NPO法人田んぼBLOG
 

『ふゆみずたんぼ』それは、『坂の下の桃源郷』“Winter-flooded rice paddies”. It is the Shangri-La under the slope.

皆さんは、司馬遼太郎の長編小説『坂の上の雲』を御存知でしょう。封建の世から目覚めたばかりの日本が、登って行けば、やがてはそこに手が届くと思い登って行った近代国家・列強というものを「坂の上の雲」に例えた、切なさを込めた題名だということで知られています。
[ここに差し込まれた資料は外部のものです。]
PR #1162, opened 2016-10-08
Convert vStringPut macro to inline function (Was: Fix coding issues)

t-b:
Found with make CC=/rest/inst/gcc-6.1.0/usr/local/bin/gcc CFLAGS="-Wall -pedantic".

### DIFF
--- a/main/vstring.c
+++ b/main/vstring.c
@@ -79,18 +79,6 @@ extern vString *vStringNew (void)
 	return string;
 }
 
-#ifndef VSTRING_PUTC_MACRO
-extern void vStringPut (vString *const string, const int c)
-{
-	if (string->length + 1 == string->size)  /*  check for buffer overflow */
-		vStringResize (string, string->size * 2);
-
-	string->buffer [string->length] = c;
-	if (c != '\0')
-		string->buffer [++string->length] = '\0';
-}
-#endif
-
 extern vString *vStringNewCopy (const vString *const string)
 {
 	vString *vs = vStringNew ();
--- a/main/vstring.h
+++ b/main/vstring.h
@@ -25,15 +25,6 @@
 /*
 *   MACROS
 */
-#ifndef DEBUG
-# define VSTRING_PUTC_MACRO 1
-#endif
-#ifdef VSTRING_PUTC_MACRO
-#define vStringPut(s,c) \
-	(void)(((s)->length + 1 == (s)->size ? vStringResize ((s), (s)->size * 2) : 0), \
-	((s)->buffer [(s)->length] = (c)), \
-	((c) == '\0' ? 0 : ((s)->buffer [++(s)->length] = '\0')))
-#endif
 
 #define vStringValue(vs)      ((vs)->buffer)
 #define vStringItem(vs,i)     ((vs)->buffer[i])
@@ -66,9 +57,6 @@ typedef struct sVString {
 extern void vStringResize (vString *const string, const size_t newSize);
 extern vString *vStringNew (void);
 extern void vStringDelete (vString *const string);
-#ifndef VSTRING_PUTC_MACRO
-extern void vStringPut (vString *const string, const int c);
-#endif
 extern void vStringStripNewline (vString *const string);
 extern void vStringStripLeading (vString *const string);
 extern void vStringChop (vString *const string);
@@ -94,5 +82,19 @@ extern char    *vStringDeleteUnwrap (vString *const string);
 
 extern void vStringCatSWithEscaping (vString* b, const char *s);
 extern void vStringCatSWithEscapingAsPattern (vString *output, const char* input);
+
+/*
+*   INLINE FUNCTIONS
+*/
+
+static __inline void vStringPut (vString *const string, const int c)
+{
+	if (string->length + 1 == string->size)  /*  check for buffer overflow */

秋田県立大学地域共同センターの谷口吉光教授は『持続可能な社会』における農業・農村の姿とは、足元にこそあるということを強調しています。そして、『坂の上の雲』という近代的な幻想に対して、坂の下にこそ理想郷があるとして、『坂の下の桃源郷』という表現に、農の本質を伝えようと奔走しています。

 当法人の『ふゆみずたんぼ』実験田のある大貫『砂棒(すなぼう)』の地域は、かつて『砂待井(すなまちい)』と『漆棒(うるしぼう)』という風情のある地名が付けられていました。昭和60年代のほ場整備によって、それらは統合され、両方の名前から一字ずつをとって、現在の『砂棒』という地名となったとされています。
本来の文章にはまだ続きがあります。